Рукопись, которую Вадим обнаружил у Бахтина ещё в Саранске, в сарае, а потом вырывал, чтобы напечатать, у него из рук, теперь включается едва ли не в каждую международную антологию по литературоведению. А у нас с Вадимом начиная с этой рукописи образовался раскол — не раскол, а всё же расхождение.
В своё время Бахтин тот же текст исключил из своей книги о Достоевском. Включи Бахтин этот текст об эволюции повествовательных приёмов изначально в книгу, и нельзя было бы книгу печатать. Рухнула бы вся его концепция, которую он вычитал из немецких работ о Диккенсе и приложил к Достоевскому. У каждой идеи есть родословная, хотя Бахтин сносок на источники не сделал, но это в духе времени: должных сносок не делали ни Фрейд, ни Эйнштейн, ни тем более Т. С. Элиот. Но почему же сами немцы, скажем Вальцель, не пришли к тем же выводам?
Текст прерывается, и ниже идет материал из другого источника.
Issue #4148, opened 2025-05-22
GLTF Mesh Import: deformed rigged mesh


akleshchev:
### Environment

GLTF Mesh Import project branch

### Description

Some meshes appear to be deformed when skinned.

![Image](https://github.com/user-attachments/assets/96e4f162-5244-47db-8492-96eb21e964be)

### Reproduction steps

Mesh in question is private

P.S. It is also compex and has multiple, potentially separate issues (deformed overrides, rotated joints and whatever is causing deformations), it's better to find something Much simpler that reproes this issue.

AtlasLinden:
Multiple models tested and no deformations spotted. If deformations are spotted on a new model we can look into that on a new ticket. 

Passed QA.
Verified on Second Life Release 7.2.0.16356654553 (2025.05) on Win11/MacOS

A new ticket will be made for the Z offset being added in the Upload Model preview.

PR #4240, opened 2025-06-10
#4148 Skeleton Translation #2

akleshchev:
A cheap hack to detect when skeleton is in a wrong rotation and adjust it.

I'm unwiling to dump more time into it. It works on models I have access to and I can return to it once I understand what's going on and what I'm doing.

### DIFF
--- a/indra/newview/gltf/llgltfloader.cpp
+++ b/indra/newview/gltf/llgltfloader.cpp
@@ -76,6 +76,13 @@ static const glm::mat4 coord_system_rotation(
 );
 
 
+static const glm::mat4 coord_system_rotationxy(
+    0.f, 1.f, 0.f, 0.f,
+    -1.f, 0.f, 0.f, 0.f,
+    0.f, 0.f, 1.f, 0.f,
+    0.f, 0.f, 0.f, 1.f
+);
+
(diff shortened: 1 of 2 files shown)


marchcat (approved):

indra/newview/gltf/llgltfloader.cpp
```diff
@@ -1140,9 +1160,73 @@ glm::mat4 LLGLTFLoader::computeGltfToViewerSkeletonTransform(const LL::GLTF::Ski
...
+void LLGLTFLoader::checkForXYrotation(const LL::GLTF::Skin& gltf_skin)
+{
+    // HACK: figure out model's rotation from shoulders' matrix.
+    // This is wrong on many levels:
+    // Too limited (only models that have shoulders),
+    // Will not work well with things that emulate 3 hands in some manner
+    // Only supports xy 90 degree rotation
+    // Todo: figure out how to find skeleton's orientation Correctly
+    // when model is rotated at a triangle level
+    constexpr std::string right_shoulder_str = "mShoulderRight";
```
Ansariel, line 1192: GCC will probably be angry about this because GCC...

For now, it's better to use `constexpr char right_shoulder_str[] = "mShoulderRight";` instead.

Почему не потрудились сделать тех же открытий и, давая описание “морфологии романа”, не заговорили о многоголосии, неслиянности голосов и “незавершенности”? А по тому самому, о чём сказал Яусс: следуя фактам, ни тех открытий, ни выводов нельзя было бы сделать. (То, что говорю я сейчас, не задним числом придумано — я всегда так думал и по мере возможности в том же духе высказывался; в споре с Бахтиным на мою сторону встал один Фридлендер.)
Сказать, что разноголосие в истолковании романов Достоевского оставляет впечатление, словно эти романы написаны несколькими авторами, а затем выявить, что же это все-таки за автор, означало произнести новое слово, которое и произнесено на первой же странице “Проблем творчества” (или “поэтики”), но утверждать, как говорится дальше на двух сотнях страниц, что автор допустил разноголосие и предоставил полную свободу персонажам высказываться, значит играть словами: какая свобода, если сколь угодно живые по видимости — это всего лишь куколки?
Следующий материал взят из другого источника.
Issue #4147, opened 2025-05-22
GLTF Mesh Import: Joint override support


akleshchev:
### Environment

GLTF Mesh Importer branch

### Description

Joint overrides result in deformed avatars

### Actual:

![Image](https://github.com/user-attachments/assets/1b68d67b-b654-4366-8450-230b6b0cd344) ![Image](https://github.com/user-attachments/assets/9f7e201b-00e9-4b66-9e89-fa03f72533b7)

Суждения Бахтина поистине открывают глаза, например когда он говорит о том, что человек из подполья торопится плюнуть самому себе в лицо в порядке самообороны — прежде чем это успеют сделать другие. Поэтому, как разъяснил Бахтин, герой подполья готов сказать о себе какую угодно наихудшую гадость и признать за собой подлейшую низость, лишь бы не услышать этого со стороны. Сам же Бахтин признавал, что у Достоевского это не выражено с той картинностью, то есть истинностью, какая в описании каждого движения чувств достигается Толстым, но тут не до истинности — тут один шаг до отрицания вообще всего на свете. Много ли таких озаряющих замечаний и наблюдений у Бахтина? Мысль его очень часто была чересчур наряженной, искусственной, как бы выдуманной: измышление вместо мысли — черта интеллектуализма нашего века (теперь уже прошлого века, но эти заметки были тогда в основном написаны).
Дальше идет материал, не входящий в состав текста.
Issue #4242, opened 2025-06-10
GLTF Mesh Import: Support face splitting for faces with more than 65532 vertices


akleshchev:
Collada importer splits meshes that don't fit into viewer's limits into multiple faces.

At the moment gltf import drop prims with a warning when prim.getVertexCount() is over limit.

Task:

For parity sake make GLTF importer split extra triangles into separate faces. See 'verts.size() >= 65532' check in load_face_from_dom_triangles

aiaustin:
I think this enhancement if implemented would be very useful indeed.

The main issue I have been having with my glTF test meshes is finding (resolved now with a Blender python script that shows the highest vertex count mesh parts) and then sensibly breaking up mesh parts into < 64K vertex chunks.  This is especially problematic after using a glTF transformation tool to reduce mesh part count before upload, which is essential in many cases. At this post Blender export stage it not a problem if mesh parts are mangled up as its not the "maintained model. But the parts that get flattened, joined and welded really can be quite large and almost impossible to sensible split by the creator into 64K vertex chinks.

Also, is the comment about just ignoring prims over the limit actually correct?  I think the importer actually gives the error about the mesh having vertices over the "16-bit limit".

Just for curiosity, Geenz mentioned a vertex limit of "65,363" that triggered the 16-bit limit error. I have been wondering where that figure came from.  So is that the limit or is the limit 65,532 (i.e. three less than the 16-bit limit or actually 16,535?

AtlasLinden:
The same behaviour is observed on MacOS.

The following explains said behaviour for the models under 65535 vertices.
> Condition is 65535, butonce condition applies it aims at 65532.

In regards to the 65535 model, this becomes 131071 with 3 faces. The same is also seen when importing the same model as a collada file.
If the viewer aims at 65532 after _revamping_ the model, then would 2 of the faces in the uploaded model should both have that many vertices?
131071 = 65532*2 + 7 extra vertices on the third face. This can be observed after texturing and zooming in on the 65535 mesh.

![Image](https://github.com/user-attachments/assets/dd93399c-4bc3-4864-98ff-f60dfa0368b9)

Given the condition this passes QA
Verified on Second Life Project 7.1.14.15976006598 (GLTF Mesh Import) on Win11/MacOS

Note that separate issues will made for the 65535 model being raised to a mighty 131071 vertices and the disappearing models mentioned above.

akleshchev:
[...]

PR #4270, opened 2025-06-17
#4242 Support splitting of gltf faces that are over 16bit limit

akleshchev:
If a face has too many vertices, split it into multiple faces.

P.S. Only did synthetic testing, like limiting maximum to 1000 vertices and uplaoding a 3K vertices model.


aiaustin:
Looking forward to trying this. I have various test meshes where one part is around 100K vertices (i.e. 2 parts needed), but another that has one complex part welded together as the original parts share one material by glb.babylonpress.com that is 136K vertices which would have to be split into three parts to stay under the 64K limit. 

Just so I know what to expect in testing, will the method you are using split into as may faces as needed or will it be limited to one split into 2 parts?

maxim-productengine (approved):

akleshchev:
>will the method you are using split into as may faces as needed or will it be limited to one split into 2 parts?

Multiple.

На критику сам Михаил Михайлович отвечал: “А это уже не моя проблема”, ибо его проблема заключалась в том, чтобы, скрывшись под маской литературоведа, продвигать философию в духе Гуссерля, чего у нас открыто сделать, конечно же, не позволили бы — хотя почему не позволили бы, на это, как и на прочие “почему”, основательных ответов пока не имеется. А что касается всей полифонии с Достоевским, ответить Бахтину в поддержку своей же идеи всё-таки было нечего. Нечего ему было ответить и на прежнюю самаринскую критику его рассуждений по поводу Рабле и карнавала. Бахтин, не признающий необходимости свести концы с концами, но все-таки настаивающий на своём, антиномианец — характерное явление своего времени, когда человеческая мысль как бы выбилась из сил, и все, как Бозанкет1, пустились на измышления. Стремление вопреки фактам провести некую идею, чтобы доказать недоказуемое, выдумывание вместо думанья стало повальным после того, как под бременем фактов пришли к идейному бессилию. Следуя фактам, ничего нельзя было бы доказать. И вот пошли ломить напролом, поверх фактов, иногда сталкиваясь друг с другом, как это произошло между Бахтиным и формалистами — те были в обиде на самих себя за так и не разработанную, в силу её несостоятельности, теорию литературной эволюции, и на Бахтина, который считал их в отношении к творчеству чужими.